Condividi l'articolo

Condividi su facebook
Condividi su linkedin
Condividi su twitter
Condividi su email

Tag

Hit Refresh

 

Nel libro Hit Refresh, una pagina nuova, edito  in Italia da ROI edizioni nel 2018, il CEO di Microsoft Satya Nadella spiega come la tecnologia a suo parere migliorerà il mondo.

Satya Nadella viene assunto in Microsoft nel 1992, ne diventerà CEO nel 2014, mai pentendosi di esserci entrato. Decide di unirsi a Microsoft perché voleva far parte di una azienda che sentisse la missione del cambiamento del mondo. All’epoca, l’unico vero rivale di Microsoft era IBM, poi con il passare del tempo la competizione aumentò, purtroppo a sfavore di Microsoft. In un giornale di satira, il gruppo intero fu disegnato come una banda di criminali che si puntavano le pistole uno contro l’altro e per Nadella era un segnale impossibile da ignorare anche perché, attraverso quella pubblicazione, era stato reso visibile all’esterno.

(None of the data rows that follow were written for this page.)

PR #244, opened 2022-02-14
Install lsb-release on Ubuntu 16/18 docker images

root-expert:
`lsb_release` tools is now missing from Ubuntu 16/18 docker images causing acceptance puppet 6 tests to fail.
Facter 3.x utilizes `lsb_release` tool for obtaining `os.distro` fact.

Some PRs that are failing due to this:

* https://github.com/voxpupuli/puppet-zabbix/pull/813
* https://github.com/voxpupuli/puppet-cvmfs/pull/148 (workaround on this specific module)
* https://github.com/voxpupuli/puppet-nginx/pull/1496

And probably all of the modules that use `os.distro` fact will fail on Ubuntu 16/18 platforms.

P.S it's the first time touching this utility so any help is appreciated it :smile:

### DIFF
--- a/lib/beaker-hostgenerator/hypervisor/docker.rb
+++ b/lib/beaker-hostgenerator/hypervisor/docker.rb
@@ -32,9 +32,9 @@ module BeakerHostGenerator
                                       when /1404/
                                         ['apt-transport-https']
                                       when /1604/
-                                        ['locales']
+                                        ['locales', 'lsb-release']
                                       else
-                                        ['locales', 'iproute2', 'gnupg']
+                                        ['locales', 'iproute2', 'gnupg', 'lsb-release']
                                       end
 
           docker_commands << "apt-get install -y net-tools wget #{extra_packages_to_install.join(' ')}"
--- a/test/fixtures/per-host-settings/docker-regex-validation.yaml
+++ b/test/fixtures/per-host-settings/docker-regex-validation.yaml
@@ -28,7 +28,7 @@ expected_hash:
       platform: ubuntu-20.04-amd64
       docker_image_commands:
       - cp /bin/true /sbin/agetty
-      - apt-get install -y net-tools wget locales iproute2 gnupg
+      - apt-get install -y net-tools wget locales iproute2 gnupg lsb-release
       - locale-gen en_US.UTF-8
       - echo LANG=en_US.UTF-8 > /etc/default/locale
       hypervisor: docker


ekohl (changes requested):
I wonder if this really works. It's not a deep merge so this part will overwrite it:
https://github.com/voxpupuli/beaker-hostgenerator/blob/08f607482950966e80b76eedbe303c7d0351502f/lib/beaker-hostgenerator/hypervisor/docker.rb#L40-L42

Please change it there.

root-expert:
Wouldn't the rest `docker_image_commands` get overridden by that as well? E.g 

https://github.com/voxpupuli/beaker-hostgenerator/blob/08f607482950966e80b76eedbe303c7d0351502f/lib/beaker-hostgenerator/data.rb#L660-#L664

ekohl (commented):
Taking a step back: doing so gives the impression you can always count on these facts. That can lead to subtle breakages. For example, I think in the case of Zabbix the solution is to use safer methods that don't fail as hard (https://github.com/voxpupuli/puppet-zabbix/pull/813#issuecomment-1039308906). Nginx now passes so I no longer see why it failed. It may need a similar treatment.

I think I'm generally more in favor of that than pretending it's always present. For example, now it won't be in the README and users may run into it and find out the hard way.

root-expert:
IMO these facts on Puppet 7 are supposed to be always present like `os.family` because their value is based on `/etc/os-release` unlike with Puppet 6 which is based on `lsb_release`.

I agree, though, that accessing facts in a more secure way should become a coding guideline here in Voxpupuli. E.g we already have the "no topscope variables for facts" maybe we should enforce `fact()` or `dig`, as you said, as well.

I still believe this PR still has its value since multiple modules' PRs are failing due to this right now and migrating away from these facts or accessing them with `fact()` is time consuming.

root-expert:
That's a good point actually. I believe that `lsb-release` should be a recommended package for `puppet-agent` since `os.distro` facts are not legacy and Facter 3 needs lsb-release to resolve them. But I don't think that's gonna happen.

Linting this is a good idea for Voxpupuli. Puppet Inc. uses these facts on some their modules as well:

* [puppetlabs-apt](https://github.com/puppetlabs/puppetlabs-apt/blob/main/manifests/source.pp#L82-L83)
* [puppetlabs-postgresql](https://github.com/puppetlabs/puppetlabs-postgresql/blob/main/manifests/repo/apt_postgresql_org.pp#L19)

So some our workflows will still fail because of external modules.

baurmatt:
Soooooo, what's the recommended solution for this? :) puppet-prometheus is running into this as well.

For me it sounds totally valid that hostgenerator adds lsb-release for Ubuntu 16.04/18.04 as those Docker images contained it before.

ekohl:
I'm still :-1: on this. If a module needs lsb-release, it should clearly state this and deal with it. It's not something you can count on. I don't have `lsb-release` installed on my actual systems (VMs) either.

PR #249, opened 2022-05-20
(IMAGES-1339) Add Ubuntu 22.04 support

cthorn42:
The Ubuntu 22.04 VMs are hosted on GCE, which has a different template.
Because the way the template is defined for ubuntu we have to add some logic
that if the Ubuntu host is 2204, then it has a slightly different template.


cthorn42:
Tested this locally:
{code}
./bin/beaker-hostgenerator ubuntu2204-64
---
HOSTS:
  ubuntu2204-64-1:
    platform: ubuntu-22.04-amd64
    hypervisor: vmpooler
    template: ubuntu-2204-x86_64-x64-gce-n1-standard-2
    roles:
    - agent
CONFIG:
  nfs_server: none
  consoleport: 443
  pooling_api: https://vmpooler-prod.k8s.infracore.puppet.net/
{code}
And for non 2204:
{code}
./bin/beaker-hostgenerator ubuntu1604-64
---
HOSTS:
  ubuntu1604-64-1:
    platform: ubuntu-16.04-amd64
    hypervisor: vmpooler
    template: ubuntu-1604-x86_64
    roles:
    - agent
CONFIG:
  nfs_server: none
  consoleport: 443
  pooling_api: https://vmpooler-prod.k8s.infracore.puppet.net/
{code}

cthorn42:
Doh, had an error in the template, pushed up a commit so now it correctly reads as:
```
---
HOSTS:
  ubuntu2204-64-1:
    platform: ubuntu-22.04-amd64
    hypervisor: vmpooler
    template: ubuntu-2204-x86_64-gce-n1-standard-2
    roles:
    - agent
CONFIG:
  nfs_server: none
  consoleport: 443
  pooling_api: https://vmpooler-prod.k8s.infracore.puppet.net/
```

joshcooper:
It's been awhile since I've worked with this repo... Is the same change needed in the `abs` hypervisor too https://github.com/voxpupuli/beaker-hostgenerator/blob/afd6f05c253d1422793249192221064143ae16d1/lib/beaker-hostgenerator/hypervisor/abs.rb#L45

joshcooper:
Cool, cool. The change makes sense, but on second thought, I'm wondering if abs & vmpooler should expose this detail to clients? In other words, when I request `redhat-9-x86_64`, it's actually an alias for the `redhat-9-x86_64-pixa4` template:

https://github.com/puppetlabs/dio-helm-charts/blob/d3fdf047c3724093b118bbc63abd3a7964ff8d67/charts/dio-vmpooler/templates/configmap-dio-vmpooler-pools.yaml#L568-L569

I'm wondering if we should do the same here? Basically add `ubuntu-2204-x86_64` as an alias for the `ubuntu-2204-x64-gce-n1-standard-2` host, so that clients like `beaker-hostgenerator` don't need to modify the template name?

cthorn42:
Good question, if we wanted to just use `ubuntu-2204-x86_64` as the template name, I say we should just change https://github.com/puppetlabs/dio-helm-charts/blob/master/charts/dio-vmpooler/templates/configmap-dio-vmpooler-pools.yaml#L183 to that instead of worrying about the alias.
Of course there was some concern that right now we have not officially "cut over" to GCE images. This VM will be kind of a back dooring us until the process. I was being cautious by using the long GCE name to be explicit that this was a GCE image.  
I'm open to going with the simplier name, but I guess we'd have to send out an e-mail notifying people that it is a GCE vmpooler VM and not a standard locally hosted vmpooler VM.

joshcooper:
> but I guess we'd have to send out an e-mail notifying people that it is a GCE vmpooler VM and not a standard locally hosted vmpooler VM.

That's partly why I think having the alias and non-alias names are useful. If you don't care where the VM is hosted, you can request the short name `ubuntu-1804-x86_64`. If you really care about where the VM is hosted, you can request it explicitly `ubuntu-1804-x86_64-pixa4` or `ubuntu-1804-x64-gce-n1-standard-2`.

Currently `ubuntu-1804-x86_64` is an alias for the former, but as we migrate things over, we can change the alias in one place (in the vmpooler config) to point the alias to the latter.

It also looks like the GCE VMs are using a different architecture naming scheme (`x86_64` vs `x64`) do you know if that's intentional? For example:

```
ubuntu-1804-x64-gce-n1-standard-2
ubuntu-1804-x86_64-pixa4
```

joshcooper:
> A shorter alias is IMHO out of scope for beaker-hostgenerator. Otherwise the names proliferate too much.

@ekohl I didn’t quite follow this part? I was suggesting we update beaker-hostgenerator to understand the short name, eg it can translate ubuntu2204-64 to the template ubuntu-2204-x86_64, but if someone wanted to override the template, then they could do what you suggested. So I think we’re saying the same thing?

cthorn42:
In the case of `ubuntu-2204-x86_64` there is only one option for our use case, GCE. So I'm less inclined to go the alias route.
As for architecture naming scheme, I think that is something the DIO team did on their own without the context of beaker-hostgenerator template naming. I think it is slightly off and we should correct them on it going forward.

ekohl:
> > A shorter alias is IMHO out of scope for beaker-hostgenerator. Otherwise the names proliferate too much.
> 
> @ekohl I didn’t quite follow this part? I was suggesting we update beaker-hostgenerator to understand the short name, eg it can translate ubuntu2204-64 to the template ubuntu-2204-x86_64, but if someone wanted to override the template, then they could do what you suggested. So I think we’re saying the same thing?

It sounds like we are indeed saying the same thing.

mhashizume (approved):

PR #171, opened 2026-09-15
daemon: let the daemon hold a long-lived token of its own

igrkov-droid:
The daemon reads the OAuth token the CLI keeps, and that token lasts hours: it is refreshed when the CLI is used, not on a schedule. A desk device left alone therefore goes blind — here, twice in four days, each time showing "No data" with nothing on screen tying it to an expired credential.

`claude setup-token` exists for this and mints a year-long token. This accepts it from either place: $CLAUDE_CODE_OAUTH_TOKEN, which is what that command suggests and what a launchd or systemd unit can carry, or ~/.config/claude-usage-monitor/token for a plain install. Either wins over the CLI's own token; otherwise nothing changes.

Warns when the file is group- or world-readable, and logs which source is in use — a token file that is present but ignored (wrong path, empty after a botched paste) is otherwise indistinguishable from everything working, until the screen goes blank hours later.

Deliberately not implemented: refreshing the CLI's token via its refresh token. That means writing back to the record the CLI owns, and servers commonly rotate the refresh token on use — getting it wrong costs the user their Claude Code login. Not a trade a background daemon should make.


HermannBjorgvin:
A good idea

PR #172, opened 2026-09-17
C6 AMOLED-2.16: IMU auto-rotation via CO5300 MADCTL (no rotation strip)

pavlovicnemanja:
## What

Enables IMU-driven auto-rotation on the **Waveshare ESP32-C6-Touch-AMOLED-2.16** port.

The C6 port had `BOARD_HAS_ROTATION 0` because the S3 approach (CPU rotation strip in `display_hal_draw_bitmap`) needs PSRAM the C6 doesn't have. The CO5300 can rotate on its own through the **MADCTL** register — the port already writes `0x36 = 0x30` for the base orientation (#160) — so this maps each IMU quadrant to a MADCTL value and lets LVGL redraw. No rotation buffer, no extra RAM, `main.cpp`/`ui.cpp`/`splash.cpp` untouched.

## Changes (all under `firmware/src/boards/waveshare_amoled_216_c6/`)

- `imu.cpp` — same poll/hysteresis logic as the S3 AMOLED-2.16 port (10 Hz, 300 ms stable, 30° tilt threshold), plus a 25 % axis dead zone so a unit on a tilted desk stand (gravity split across X/Y) doesn't flap between quadrants.
- `display.cpp` — `display_hal_tick()` now does blank → MADCTL → `lv_obj_invalidate()` → brightness ramp (same feel as the S3 port). MADCTL table anchored on the hardware-measured upright orientation (gravity on +Y = quadrant 3 → `0x30`), 180° = `0xF0`, sides = `0x50` / `0x90`.
- `board.h` — `BOARD_HAS_ROTATION 1`.

## Tested

On the ESP32-C6-Touch-AMOLED-2.16 (Waveshare), `waveshare_amoled_216_c6` env: upright on the stand, both 90° sides and upside down all render upright; transitions blank and ramp back; splash animations and the usage view redraw correctly; BLE/daemon unaffected. RAM 30.8 % / flash 27.2 %.

Touch is left as-is (tap-anywhere toggles views, so it doesn't need remapping) — same as the S3 port today; if #120 lands, the C6 can use the same quadrant-based mapping.


HermannBjorgvin:
Thanks for the PR!

PR #106, opened 2020-05-15
Add root redirect for docs.longhorn.io

yasker:
Signed-off-by: Sheng Yang <sheng.yang@rancher.com>


yasker:
@lucperkins like this?

lucperkins:
That should work as far as I know

PR #116, opened 2020-05-25
Update maintenance.md

yasker:
Remove the content about Replica Rebuild Limit since we decided not to put it in v1.0.0.

Also addressed https://github.com/longhorn/longhorn/issues/1333


catherineluse:
LGTM

yasker:
LGTM

PR #122, opened 2020-05-28
Remove the instruction related to Longhorn v0.7.0

shuo-wu:
Since we won't support Longhorn v0.7.0 or lower versions after GA.

### DIFF
--- a/content/docs/0.8.1/deploy/upgrade/longhorn-manager.md
+++ b/content/docs/0.8.1/deploy/upgrade/longhorn-manager.md
@@ -5,8 +5,6 @@ weight: 1
 
 - [Upgrading from v0.8.1 to v1.0.0](#upgrading-from-v081-to-v100)
 - [Upgrading from v0.7.0+](#upgrading-from-v070)
-- [Upgrading from v0.6.2 or older version to v0.8.1](#upgrading-from-v062-or-older-version-to-v081)
-- [Upgrading from v0.6.2 to v0.7.0](#upgrading-from-v062-to-v070)
 
 ### Upgrading from v0.8.1 to v1.0.0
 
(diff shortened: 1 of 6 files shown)


content/docs/0.8.1/deploy/upgrade/longhorn-manager.md
```diff
@@ -26,203 +24,3 @@ helm upgrade longhorn ./longhorn/chart
...
-
-- [Prerequisites](#prerequisites)
-- [Upgrade Longhorn Manager](#upgrade-longhorn-manager)
-  - [Using the Rancher Catalog App](#using-the-rancher-catalog-app)
-  - [Using kubectl](#using-kubectl)
-- [Troubleshooting](#troubleshooting)
-- [Clean up the v0.6.2 CRDs](#clean-up-the-v062-crds)
-- [Rollbacks](#rollbacks)
-
-### Prerequisites
```
yasker, line 99: This part of content is for general upgrade steps.

catherineluse:
So I should wait to merge it until after #122 ?

yasker:
@catherineluse hold on merging it. It removes the manager upgrade steps.

content/docs/0.8.1/deploy/upgrade/longhorn-manager.md
shuo-wu: What... I think this part is for `v0.6.2 to v0.7.0` only. See line 87:
```
You will need to follow this guide to upgrade the Longhorn manager from v0.6.2 to v0.7.0.
```

Maybe we can retain some troubleshooting guides here. But we need to make sure they are for the general cases.

yasker: The steps here has more details than the steps in `### Upgrading Longhorn Manager from v0.7.0+`.

For example, the previous one doesn't mention upgrade using Rancher catalog app or have a list of the components that suppose to be running after the upgrade.

shuo-wu: I saw there are some updates for this doc. I decide not to modify this part for now.

yasker:
LGTM.

PR #136, opened 2020-05-30
Note a subpath may be used, with an example.

tedder:
..it works on 0.8, at least. I thought it might fail, so perhaps this will save some effort for others.

I haven't built the docs, I'm just assuming the format will be fine.


catherineluse:
Lgtm

yasker:
LGTM. Thanks @tedder .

Quando fu nominato CEO, decise di condividere con i dipendenti la sua priorità assoluta: modificare e rinnovare la cultura aziendale, rimuovendo le barriere all’innovazione. Subito dopo aver avuto l’incarico di CEO, mise all’opera un esperimento. Ogni settimana i massimi dirigenti della compagnia si incontravano per raccogliere le idee e discuterne. Nadella stesso aveva fatto parte di questi incontri quando Steve Ballmer occupava la poltrona di CEO. Ma lo scopo di Nadella era un altro: voleva far rivivere la passione dei primi albori di Microsoft, quelli di Bill Gates. Ecco come procedette.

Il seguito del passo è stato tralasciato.